Figure 1: Transmission Electron micrographs showing the encapsulation of biomolecule
aggregates into the large pores of the sol-gel and the interconnected network of the MoO 3
crystals (Gouma et al, 2004).

Related References:

K. M. Sawicka, P. Gouma, and S. Simon, "Electrospun Bio-composite Nanofibers for Urea Biosensing", Sensors Act. B , 108 (1-2), pp. 585-588, 2005

P. Gouma, S. Simon, P. Jha, and K.M. Sawicka, "Bio-composite Oxides for Resistive Detection of Pathogens", Chemical Sensors , 20, suppl.
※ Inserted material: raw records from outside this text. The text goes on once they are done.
PR #747, opened 2023-10-03
fix: styles-check and swag-check monitor just needed directory not project root

### LINKED ISSUE #737: `make styles-check` return error if you have untrack files
## Data
- **Shiori version**: last master branch
- **Database Engine**: sqlite
- **Operating system**: linux
- **CLI/Web interface/Web Extension**: 

if you have files that not add to git to track  `make style-check` return error
```
fatal: No names found, cannot describe anything.
CLEANCSS_OPTS=--with-rebase /usr/bin/bash ./scripts/styles_check.sh
❌ git tree is not clean. Please commit all changes before running this script.
make: *** [Makefile:85: styles-check] Error 1
```

## Expected behavior
styles-check  return error if track files not commit.

## To Reproduce
1. Clone master project 
2. run `make style-check`
3. everything work fine
4. create an empty file in root of project test.sh
5. run `make style-check` again
6. you see that error

## Notes
we have some files in project that not ready to add yet or some other is personal script that we use for easier development processes things that we not add to project or `.gitignore` so in this situation we can't use `make style-check` command.

Monirzadeh:
currently if we use `make styles-check` or `make swag-check` those scripts return error if we have uncommit file even if they are not related to CSS or swagger.
this try to fix #737

### DIFF
--- a/scripts/styles_check.sh
+++ b/scripts/styles_check.sh
@@ -3,15 +3,15 @@
 # This script is used to check if the style.css file is up to date.
 
 # Check if the git tree for CWD is clean
-if [ -n "$(git status internal/view/assets/less internal/view/assets/css --porcelain)" ]; then
+if [ -n "$(git status internal/view/assets/css --porcelain)" ]; then
     echo "❌ git tree is not clean. Please commit all changes before running this script."
     exit 1
 fi
 
 # Check style.css file
 CLEANCSS_OPTS=${CLEANCSS_OPTS} make styles
-if [ -n "$(git status internal/view/assets/less internal/view/assets/css --porcelain)" ]; then
+if [ -n "$(git status internal/view/assets/css --porcelain)" ]; then
     echo "❌ style.css wasn't built from less changes. Please run 'make styles' and commit the changes."
-    git reset --hard
+    git checkout -- internal/view/assets/css/
     exit 1
 fi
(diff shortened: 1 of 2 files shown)


scripts/styles_check.sh
```diff
@@ -3,14 +3,14 @@
 # This script is used to check if the style.css file is up to date.
 
 # Check if the git tree for CWD is clean
-if [ -n "$(git status --porcelain)" ]; then
+if [ -n "$(git status internal/view/assets/less internal/view/assets/css --porcelain)" ]; then
```
fmartingr, line 6: I believe we only need to check the css path here and below, since that's the generated code.

scripts/styles_check.sh
```diff
@@ -3,14 +3,14 @@
...
     echo "❌ git tree is not clean. Please commit all changes before running this script."
     exit 1
 fi
 
 # Check style.css file
 CLEANCSS_OPTS=${CLEANCSS_OPTS} make styles
-if [ -n "$(git status --porcelain)" ]; then
+if [ -n "$(git status internal/view/assets/less internal/view/assets/css --porcelain)" ]; then
     echo "❌ style.css wasn't built from less changes. Please run 'make styles' and commit the changes."
     git reset --hard
```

B, pp. 72-73, 2004.

Novel Biological Nanosensors Detecting Blood Coagulation (Thrombosis)

The major goal of the project is to employ nanoscale materials science to enhance the study of bio-systems such as blood coagulation proteins. This project is primarily driven by the need for new technology that will detect proteins in small concentrations. The major goal of this work is to develop techniques to detect and analyze biological proteins using nanofabricated systems. The potential to improve human health lies in the application of such technology to detect disorders of coagulation. This work is being carried out in collaboration with Dr. P. Perrotta and it is funded by EPA.